Problem statement ->
Given the entries that follow, write out exactly the lines starting at the one containing "PR #2026, opened 2017-07-28" and ending at the one containing "PR #2027, opened 2017-07-31", both ends included, and only those.

Saved entries
──────────────────────────────
Issue #2025, opened 2017-07-28
Remove quadratic behaviour from redis session token queries


udaraweerasinghege:
MIrroring https://bugzilla.mozilla.org/show_bug.cgi?id=1385192

PR #2026, opened 2017-07-28
fix(redisSessions): improve redis session lookup performance

udaraweerasinghege:
fixes https://github.com/mozilla/fxa-auth-server/issues/2025
cc; @rfk @vladikoff


rfk:
Not sure what's up with circleci, but the change LGTM, thanks @udaraweerasinghege!

PR #2027, opened 2017-07-31
fix(db): expose config options for Poolee timeout and maxPending

jrgm:
This allows the `Poolee` config options `timeout` and `maxPending` to be set from the environment as `DB_POOLEE_TIMEOUT` and `DB_POOLEE_MAX_PENDING`.

r? - @rfk

### DIFF
--- a/lib/db.js
+++ b/lib/db.js
@@ -52,7 +52,12 @@ module.exports = (
   }
 
   function DB(options) {
-    this.pool = new Pool(options.url)
+    let pooleeOptions = {}
+    if (config && config.db && config.db.poolee) {
+      pooleeOptions = config.db.poolee
+    }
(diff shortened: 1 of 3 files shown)


lib/db.js
```diff
@@ -52,7 +52,12 @@ module.exports = (
   }
 
   function DB(options) {
-    this.pool = new Pool(options.url)
+    let pooleeOptions = {}
+    if (config && config.db && config.db.poolee) {
+      pooleeOptions = config.db.poolee
+    }
+
+    this.pool = new Pool(options.url, pooleeOptions)
```
jrgm: This is fugly, but preserves the way `DB.connect` has been used in multiple tests and other places.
──────────────────────────────
Output below ->
PR #2026, opened 2017-07-28
fix(redisSessions): improve redis session lookup performance

udaraweerasinghege:
fixes https://github.com/mozilla/fxa-auth-server/issues/2025
cc; @rfk @vladikoff


rfk:
Not sure what's up with circleci, but the change LGTM, thanks @udaraweerasinghege!

PR #2027, opened 2017-07-31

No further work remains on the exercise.